Wanderlust is nothing if not a comedy of its time, which bites both ways. Considering that we’re still struggling through the Great Recession, it makes sense that a well-to-do New York couple would find themselves cast out of their pricey West Village microloft, shunned by the baristas at their high-priced coffee shops, and cast out from their cramped, hectic corner of the American dream. It also makes sense that, with their backs against the wall, the two would leave the city, seeking employment (and enlightenment) elsewhere. When Wanderlust kicks, it’s because the weight of the world doesn’t merely bear down on George (Paul Rudd) and Linda (Jennifer Aniston); it crushes them.
George works at a powerful Manhattan brokerage office and is on the verge of a big promotion. Linda, who has floated her way through several artsy callings, believes she has found herself as a documentary filmmaker. Minutes before meeting with the boss, George’s firm is shut down by the government, its assets seized by the FBI. (Isn’t that just the way?) In presenting her documentary to the big shots at HBO, Linda learns that networks known for sex, violence, and vampirism don’t really want to see movies about penguins with testicular cancer. Having both been dealt severe blows—and with the real estate market at an all-time low—the two pack up their car and go to Atlanta, where George’s brother Rick (Ken Marino) has offered him a job.
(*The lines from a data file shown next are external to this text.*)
PR #930, opened 2026-08-09
fix(wix-manage): give each plan type a copyable billingTerms object

danshw:
Gives each plan type a copyable `billingTerms` object, and adds the row that was missing entirely: a recurring plan that ends after a set number of charges.

Before, the plan-type table described `billingTerms` in prose and covered free, one-time and recurring-until-cancelled. "$50 a month for 3 months" — a recurring plan with a fixed duration — had no row, so an agent had to work out from two adjacent rows that it needs `billingCycle` for the recurrence *and* `cyclesCompletedDetails.billingCycleCount` for the number of charges.

## Scope

`+5/−4` in the plan-type table, plus a covering scenario. The required-fields table above it is unchanged; it already documents `plan.status` and the caller-generated `plan.pricingVariants[].id` correctly.

## What the eval shows — and does not

**This is not proven, and the original justification did not survive.** The case for it was one run with the old table scoring 8/10 on the path judge against one with the new table at 10/10. A later paired run had production, on the **old** table, take a clean three-step path and score 10/10. So "the old table causes schema probing" does not reproduce, and there is no measurement showing this change alters agent behaviour.

What it still is: coverage of a plan type users ask for that the table did not describe. That is worth having on its own terms, and it is being landed as documentation completeness rather than on eval evidence.

A change to this recipe's front-matter description was also tried, on the theory that the entry did not signal limited-duration plans and that was suppressing retrieval. Its only test contradicted it — the arm carrying the change did not open the recipe at all — so it has been reverted rather than shipped on an unsupported hypothesis.

## The reporting gap behind this scenario

Worth recording for whoever owns the Plans V3 schema, because no recipe change reaches it.

The friction that originally flagged this scenario was a `400`:

```
plan is invalid:
|-- status value is required
`-- pricingVariants [at index 0] is invalid:
    |-- id is not a valid GUID
    `-- id must not be empty
```

Both fields are misreported in the generated Create Plan reference:

- `plan.status` does not appear in it at all — not in the request schema, not in the required list, not in the response, not in the documented errors — yet the server rejects a create without it.
- `plan.pricingVariants[].id` is listed as required but described only as "Pricing variant GUID". Nothing indicates the caller must generate it, and every other GUID in that schema is server-assigned.

An agent working from the generated reference cannot get either right. In one recorded run the agent read that reference and still failed on the variant GUID. The recipe documents both correctly, but only reaches agents that open it.

### DIFF
--- a/skills/wix-manage/references/pricing-plans/create-and-update-pricing-plans.md
+++ b/skills/wix-manage/references/pricing-plans/create-and-update-pricing-plans.md
@@ -1,6 +1,6 @@
 ---
 name: "Create and Update Pricing Plans"
-description: Creates subscription and one-time payment plans using Plans API. Covers pricing models (recurring, one-time, free), trial periods, perks configuration, and plan visibility.
+description: Creates subscription and one-time payment plans using Plans API. Covers pricing models (recurring until cancelled, recurring for a set number of payments, one-time, free), trial periods, perks configuration, and plan visibility.
 ---
 # Technical Step-by-Step Instructions: Creating or Updating a Wix Pricing Plans (Real-World, API-First)
 
--- a/skills/wix-manage/references/pricing-plans/create-and-update-pricing-plans.md
+++ b/skills/wix-manage/references/pricing-plans/create-and-update-pricing-plans.md
@@ -89,11 +89,12 @@ rejects that combination with `400 FREE_PRICING_VARIANT_IS_NOT_RECURRING`.
 
 Same required fields; only `billingTerms` and the `flatRate.amount` change.
 
-| Plan type | `billingTerms` |
+| Plan type | `billingTerms` — copy as-is; `period` is `DAY`, `WEEK`, `MONTH` or `YEAR` |
 | --- | --- |
-| Free, open-ended | Omit `billingCycle`; `endType: "UNTIL_CANCELLED"`. `flatRate.amount: "0"`. |
-| One-time payment, fixed duration | `billingCycle` = the duration (e.g. `{ period: 'MONTH', count: 1 }`), `endType: "CYCLES_COMPLETED"`, `cyclesCompletedDetails.billingCycleCount: 1`. |
-| Recurring, until cancelled | `billingCycle` = the recurrence (e.g. `{ period: 'MONTH', count: 1 }`), `endType: "UNTIL_CANCELLED"`. |
+| Free, open-ended | `{ startType: 'ON_PURCHASE', endType: 'UNTIL_CANCELLED' }` — no `billingCycle`; `flatRate.amount: '0'`. |
+| One-time payment, fixed duration | `{ startType: 'ON_PURCHASE', endType: 'CYCLES_COMPLETED', billingCycle: { period: 'MONTH', count: 1 }, cyclesCompletedDetails: { billingCycleCount: 1 } }` — charges once; `billingCycle` is the duration the plan lasts. |
+| Recurring, until cancelled | `{ startType: 'ON_PURCHASE', endType: 'UNTIL_CANCELLED', billingCycle: { period: 'MONTH', count: 1 } }` — charges every month until cancelled. |
+| Recurring, ends after N charges | `{ startType: 'ON_PURCHASE', endType: 'CYCLES_COMPLETED', billingCycle: { period: 'MONTH', count: 1 }, cyclesCompletedDetails: { billingCycleCount: 3 } }` — "$50 a month, ends after 3 months": `billingCycle` is the recurrence, `billingCycleCount` is how many times it charges. |
 
 A `billingCycle` can't be shorter than 7 days, and total plan duration can't exceed 10 years
 (`400 VALID_BILLING_CYCLE` / `400 VALID_PLAN_DURATION`).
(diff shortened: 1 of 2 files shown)


danshw:
## Eval comparison — PR content vs. what is live

Run manually (the repository's Actions are disabled, so no check appears on this PR). Both arms
ran the same model. Two full runs; results of both below, because a single run of this scenario
is not a measurement.

### Run 2

| Scenario | Required | Winner | Time (PR / live) | Cost (PR / live) |
|---|---|---|---|---|
| pricing-plans/create-recurring-plan-limited-duration | ✅ | PR (high) | 32.6s / 65.0s | $0.41 / $1.08 |
| pricing-plans/archive-plan | — | live (high) | 133.3s / 33.4s | $1.69 / $0.41 |
| pricing-plans/create-free-plan | ✅ | live (high) | 0.0s / 51.1s | $0.00 / $0.41 |

`create-recurring-plan-limited-duration`, per assertion:

| Assertion | PR | live |
|---|---|---|
| `ReadFullDocsArticle` coverage | ✅ | ❌ |
| correctness judge (min 7) | ✅ 10/10 | ✅ 10/10 |
| path judge (min 7) | ✅ **10/10** | ❌ **1/10** |

The live arm's path judge reason: *"encountering a 400 error and having to write custom JS code
to resolve nested schema references."* Its tool path was
`SearchWixRESTDocumentation → SearchWixAPISpec ×7 → ExecuteWixAPI → SearchWixAPISpec → ExecuteWixAPI`.
The PR arm's was `WixREADME → ReadFullDocsArticle → ExecuteWixAPI` — one call, no probing, no 400.

### Run 1

| Scenario | Required | PR path judge | live path judge |
|---|---|---|---|
| pricing-plans/create-recurring-plan-limited-duration | — | ❌ 2/10 | ❌ 2/10 |
| pricing-plans/archive-plan | ✅ | ✅ 10/10 | ❌ 0/10 |
| pricing-plans/create-free-plan | ✅ | ✅ 10/10 | ✅ 10/10 |

## How to read this honestly

**The run-2 separation is partly luck, and I am not claiming it as proof.** Across six recorded
executions of this prompt, the agent opened the recipe in only two of them. Whether it does is
decided by its *first* tool call, before any recipe content is loaded — so the PR's content
cannot be what causes one arm to read the recipe and the other not to. In run 1 neither arm read
it, which is why that run separated nothing.

The comparison that does isolate the content change is between two runs that **both** read the
recipe, one on each version of the table:

| Recipe table | Tool path after reading the recipe | Path judge | Time |
|---|---|---|---|
| before this PR | `ReadFullDocsArticle → SearchWixAPISpec ×2 → ExecuteWixAPI` | 8/10 | 39.6s |
| after this PR | `ReadFullDocsArticle → ExecuteWixAPI` | 10/10 | 32.6s |

The two spec probes the earlier run needed were for the `billingTerms` shape — exactly what the
copyable objects in this PR supply. That is one run per side: suggestive, not conclusive.

**Two results here are provisioning noise, not signal.** `create-free-plan` on the PR arm of run
2 returned 0 tokens in 0.0s (a gateway error — nothing ran), so its ✅ is an artefact.
`archive-plan` collapsed on the live arm in run 1 (no tool calls at all, 7.1s) and on the PR arm
in run 2 (no recipe read, 13 spec calls). Neither reflects this change.

## The residual, which this PR does not fix

Roughly two thirds of the recorded runs of this prompt never open the recipe at all, and every
one of those takes the same 400:

```
plan is invalid:
|-- status value is required
`-- pricingVariants [at index 0] is invalid:
    |-- id is not a valid GUID
    `-- id must not be empty
```

The cause is upstream of this repository: `status` does not appear anywhere in the published
Plans V3 `Plan` schema — not in the entity's properties, not in the Create Plan request body's
`required` list, and not in the documented response shape — while the server rejects a create
without it. An agent that works from the generated schema therefore cannot get this right, and
no recipe can reach an agent that does not open it. That belongs in the API definition for the
plan entity, and is being routed there separately.

danshw:
## Eval comparison — not proven

Latest paired run on `pricing-plans/create-recurring-plan-limited-duration`:

| | PR | production |
|---|---|---|
| steps | 5 | 3 |
| recipe read | no — read the generated Create Plan reference instead | yes |
| correctness | 10/10 | 10/10 |
| path judge | 6/10 | 10/10 (clean path) |

Production wins. Two things follow, and neither supports this PR as it stands.

**The description change is unsupported.** It was added to test whether naming limited-duration plans would make the recipe easier to find for this request. On this run the PR arm did not open the recipe at all. That is a single observation against a baseline where this request opens the recipe in roughly a third of runs, so it is weak evidence — but it is not evidence in favour, and the change should not ship on a hypothesis this run failed to support.

**The billing-terms table change is also unproven.** The case for it rested on one run with the old table scoring 8/10 against one with the new table at 10/10. Here the old table produced a clean 10/10 path, which undercuts that comparison. The missing "recurring, ends after N charges" row is a real gap in coverage of a case users ask for, but there is no measurement showing it changes agent behaviour.

**What the run does confirm** is the underlying reporting gap. The PR arm read the generated Create Plan reference and still failed, with `plan.pricingVariants[0].id` missing — because that reference lists the field as required without stating the caller must generate the GUID, and does not mention `plan.status` at all even though the server rejects a create without it. An agent working from the generated schema cannot get this right, and no recipe reaches an agent that does not open one.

Rick is successful, but a jerk. He owns a port-a-potty business that allows him to buy a huge house and ignore his suffering wife and burgeoning brat of a kid. As George and Linda are nice people, they hardly last a day in that house. As luck has it, the two had just spent the night at Elysium, a bed and breakfast run by a kindly tribe of hippies for over 40 years. They spent the night smoking weed and playing music with the commune, having the most fun either of them had experienced in awhile and, rather than suffer Rick and his soul-crushing data entry job, the two decide to move in with the hippies. As George puts it, living there gives them a chance to be happy everyday.
It’s when George and Linda move in that Wanderlust loses its way, offering a thoroughly modern, thoroughly bland take on hippies and hippie culture that might have worked had the couple’s stay at Elysium been a pit-stop, assuming you’re somehow unfamiliar with the Hollywood trope. Collectively, the gang running Elysium are granola-eating vegans, forever far-out on one high or another. The best of them is Wayne (Joe Lo Truglio), a nudist winemaker and aspiring novelist. The rest are obvious, shouty caricatures, expertly versed in acoustic guitar, espousing free love, crying at the death of a fly. Group forefather Carvin (Alan Alda) is a respite from all of this, sneaking away from the compound for a steak dinner, so laid back he can’t remember where he placed the deed to Elysium, which he needs to save the compound from a new casino’s wrecking ball.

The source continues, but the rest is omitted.